*** Supplied information ***

Issue #3602, opened 2020-10-23
(Event) Hallow's End - Rachelle Gothena/mailbox location


locus313:
##### CURRENT BEHAVIOUR:

- Rachelle Gothena is spawning in the same location as a mailbox out side the auction house

![image](https://user-images.githubusercontent.com/4015312/96959049-0249ec80-14b4-11eb-80dc-a76e0a53b147.png)

##### EXPECTED BLIZZLIKE BEHAVIOUR:

- Still trying to find the exact information on this, but dont think there should actually be a mailbox right outside of the auction house. From what I could find the spawn location for Rachelle Gothena looks about right:
https://wowgaming.altervista.org/aowow/?npc=15354

##### STEPS TO REPRODUCE THE PROBLEM:

1. Go to the auction house in Orgrimmar
2. See that Rachelle Gothena is spawned right in the mailbox that is right outside the auction house

##### AC HASH/COMMIT:

https://github.com/azerothcore/azerothcore-wotlk/commit/32da0eeb9e39b362eae50944a5b16069301403c6

##### OPERATING SYSTEM:

Centos7

##### MODULES:

mod-ah-bot
mod-autobalance
mod-cfbg
mod-custom-login
mod-individual-xp
mod-transmog

PR #3645, opened 2020-11-03
fix(DB/Object) Hide mailbox during hallow's end event

locus313:
## CHANGES PROPOSED:
-  Hide mailbox during hallow's end event

Before pr:

image

After pr:

image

*** End of Supplied information ***

* Directions for this task
Scan the data above for the string "BEHAVIOUR" and copy each line where it appears.

* Finished task
##### CURRENT BEHAVIOUR:
##### EXPECTED BLIZZLIKE BEHAVIOUR:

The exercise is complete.